2) Can an altitude of a triangle fall outside the triangle?
3) The vertices of an isosceles triangle are (2, 0), (10, 0), and (6, 6).what is the area of the triangle?
4) A 25-foot ladder is placed against a wall. It forms an angle of 30 degrees with the wall. How far up the wall does the ladder reach?
5) Each side of an equilateral triangle is 8 inches long. A small equilateral triangle with a side length of 1 inch is cut from each corner of the original triangle. What is the perimeter of the resulting figure?

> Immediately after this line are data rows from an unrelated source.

PR #26078, opened 2021-02-12
Core/Movement: add trace message for handle movement opcode to ease debug

matanshukry:
**Changes proposed:**

- Added trace message for handle movement opcode to ease debug
- Call SetCanTransitionBetweenSwimAndFly() when aura flight has changed
- Using GetDisplayId() instead of GetNativeDisplayId() for shapeshift forms
- Merged together druid form spell select
- Changed swift flight from level >= 71 to riding skill >= 300

- [ ] 3.3.5
- [x] master

**Issues addressed:**

**Tests performed:**

- [x] It builds
- [x] Tests in-game

### DIFF
--- a/src/server/game/Entities/Player/Player.cpp
+++ b/src/server/game/Entities/Player/Player.cpp
@@ -2039,9 +2039,9 @@ bool Player::IsUnderWater() const
         GetPositionZ() < (GetMap()->GetWaterLevel(GetPhaseShift(), GetPositionX(), GetPositionY()) - 2);
 }
 
-void Player::SetInWater(bool apply)
+void Player::SetInWater(bool inWater)
 {
-    if (m_isInWater == apply)
+    if (m_isInWater == inWater)
         return;
 
     //define player in water by opcodes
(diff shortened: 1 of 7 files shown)


matanshukry:
@Shauren

Do note I'm not completely sure about the `GetDisplayId` instead of `GetNativeDisplayId`.

That is, without it there are still issues with detecting when player is out of the water, and it is the fix with druid shapeshift form, I'm just not sure about everything else.

Shauren:
I will need to recheck that `GetNativeDisplayId` change because when I tested it on retail, both aquatic form and non-shapeshifted forms for highmountain tauren have the same collision height so next time I will try on a troll

Shauren:
It doesn't look like this change is correct
Model data
```
DisplayID: 2428 (Aquatic Form)
CreatureModelDataID: 8406
CollisionHeight: 2.031278
```

Packet when shapeshifting into aquatic form:
```
ServerToClient: SMSG_MOVE_SET_COLLISION_HEIGHT (0x2E11) Length: 30 ConnIdx: 1 Time: 02/12/2021 18:42:04.812 Number: 21129
MoverGUID: Full: 0xERASED
SequenceIndex: 32
Height: 2.427413225173950195
Scale: 1
Reason: 2
MountDisplayID: 0
ScaleDuration: 100
```

Troll female native model data:
```
DisplayID: 59223
CreatureModelDataID: 7793
CollisionHeight: 2.4274132
```

matanshukry:
Shauren then perhaps something else that is related to that area.

Tested with female troll on the local tc env.

When using the bigger height value (2.4) with `GetNativeDisplayId()` you will only be detected out of water if you'll try to jump while being on the water level rather than being below.

illfated:
PR title suggestion: **Core/Movement: add trace message to handle movement opcode and ease debug**
(you may of course write the title differently, using my suggestion as a guide)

6) Two isosceles triangles share a common base but do not share any area. The sides of one triangle measure 5 inches, 5 inches, and 3 inches; the sides of the second triangle measure 10 inches, 10 inches, and 3 inches. What is the perimeter of the figure formed by drawing the two triangles?
Suggestions: Students could solve the problems after checking their diagrams. Have students discuss how the diagrams helped their understanding and made solving easier.